§ TASK TO CARRY OUT
Search the data for the word "same" and copy every line where it occurs.

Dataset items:
════
Issue #2225, opened 2021-11-24
Password Reset Back End Work 


kathyccheng:
As part of our security protocol updates, we want to require a partner portal user reset their password every n days. The default should be 180. We can hold off on creating a jurisdictional setting for this until different durations are requested.

A few things need to happen:
1. We need to keep track of when the user last updated their password
2. Using the password_updated_at, when a user logs in, we need to let the user know that they must reset their password before doing anything else (right now this can be a message returned from the login attempt)
3. ensure that the old password does not match the new one 
4. ensure that the update password endpoint works properly

Considerations:
If the user's password has expired, we probably don't want to give them access to anything before they update their password, so instead of logging them in, we want to prompt the user to update their password. Since update password currently requires a token, we may want to create a new endpoint that takes the current password, the new password and the new password confirmation. In either case, a new confirmation token should be generated, and the user wouldn't be able to login until they confirm the password update.

seanmalbert:
@pbn4 , here is the figma files for MFA, which contains all of the copy https://www.figma.com/file/Y8bFd0aSz7eYJ2TCNid6s3/bloom-partners?node-id=4649%3A181148

Issue #2017, opened 2021-10-18
Security - Password Reset


kathyccheng:
As an admin, I want to ensure all account are up to date and that passwords are reset on a regular basis to assure this.

**Acceptance Criteria**
- After a set amount if time (180 days in SJ) the user is prompted to reset their password
- User must enter new password and confirm of new password
- Once password is updated, they will need to confirm via email to continue

**Flow**
https://www.figma.com/file/kKCZvQHjPt3hHDwJTyk9sK/bloom-security-flow?node-id=0%3A1

**Screen**
https://www.figma.com/file/Y8bFd0aSz7eYJ2TCNid6s3/bloom-partners?node-id=4773%3A182762
https://www.figma.com/file/Y8bFd0aSz7eYJ2TCNid6s3/bloom-partners?node-id=4810%3A184365

dominikx96:
@kathyccheng I don't have access to this file: https://www.figma.com/file/kKCZvQHjPt3hHDwJTyk9sK/bloom-security-flow?node-id=0%3A1

kathyccheng:
@slowbot ^^

dominikx96:
@kathyccheng @slowbot @seanmalbert 

During development, I realized that those views don't fit the current backend implementation. Currently, we use forgot password flow. When a user login using an account with an expired password, then it sees a red alert:

![Uploading Screenshot 2022-01-12 at 10.48.52.png…]()

1. We need a proper translation with information that the password is already expired
2. A user should be able to click a button to resend the reset password email with the reset link, so I think we should design a modal with a description + button "send email" - it can fire after a login failure.

then, a change password flow is the same as in the forgot-password, even the same form.

@seanmalbert can you confirm?

seanmalbert:
@dominikx96 ,
1. We shouldn't see the invalid password message if the user's password is correct and has expired, so yes, that needs to change.
2. Per https://www.figma.com/file/Y8bFd0aSz7eYJ2TCNid6s3/bloom-partners?node-id=4773%3A182762, upon logging in with the expired password, they should be taken to a reset password screen

slowbot:
@dominikx96 

I see your point. I had the modals backwards. The sign in for should generate a modal first depending on whether password is stale and send a reset link which directs to a page which updates the password.

https://www.figma.com/file/Y8bFd0aSz7eYJ2TCNid6s3/bloom-partners?node-id=5015%3A168693

I'm open to using the same form or the new form with use case specific text.
[...]

PR #2244, opened 2021-12-01
feat(backend): add user password expiration

pbn4:
# Pull Request Template

## Issue Overview

This PR addresses #2225 

## Description

This change adds user password expiration after 180 days and additional fields to UserDto (fetchable via UserProfile) about when will the password expire. 

## Checklist:

## Reviewer Notes:

Steps to review a PR:

## On Merge:


backend/core/src/auth/passport-strategies/jwt.strategy.ts
```diff
@@ -35,9 +36,15 @@ export class JwtStrategy extends PassportStrategy(Strategy) {
...
     }
     const userId = payload.sub
-    return this.userRepository.findOne({
+    const user = await this.userRepository.findOne({
       where: { id: userId },
       relations: ["leasingAgentInListings"],
     })
+
+    if (UserService.isPasswordOutdated(user)) {
+      throw new UnauthorizedException()
```
seanmalbert, line 45: We want to return a message to the user that lets them know that their password has expired. Can you update this to use `HttpException` and add an entry with translation string for `USER_ERRORS`. The frontend swallows this right now, but we can address that in the frontend issue for this (which will be #2017).

seanmalbert (changes requested):
@pbn4 ,
This is off to a good start. A couple of things that are still needed:
1. since a user cannot login if their password is expired, `update-password` won't work, because it currently requires a token. The current update password endpoint is still valid, because we want users to be able to reset their password while logged in. What do you think about creating a new `reset-password` end point, which takes a user's email, old password, new password and new password confirmation. This should update their password, create a new confirmation token and send an email to the user for their confirmation. You should be able to write e2e tests for this flow, and verify that the user cannot login with the new password until they have confirmed it.
2. in the password-reset endpoint, check that the old password does not match the new one
3. see my comment on sending a friendly error back to the user

backend/core/src/auth/passport-strategies/jwt.strategy.ts
pbn4: Currently we have two ways to update the password:

1. PUT /user/:id (requires access token)
2. PUT /user/update-password (part of forgot password flow)

> since a user cannot login if their password is expired, update-password won't work, because it currently requires a token. The current update password endpoint is still valid, because we want users to be able to reset their password while logged in.

I was under an impression that we want to use forgot password flow when user account becomes locked because password is outdated. User requests forgot pasword email, receives reset URL, clicks the URL and sets up new password. 

I'm OK with implementing another endpoint only for resettting the password, if this is not sufficient. Please let me know how to proceed with this.

seanmalbert: Ah, yes, forgot password flow will work fine.

seanmalbert (approved):
@pbn4 ,
This looks good. Can you please address the failing backend tests and then we should be good to merge.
════
§ ANSWER SPACE
then, a change password flow is the same as in the forgot-password, even the same form.
I'm open to using the same form or the new form with use case specific text.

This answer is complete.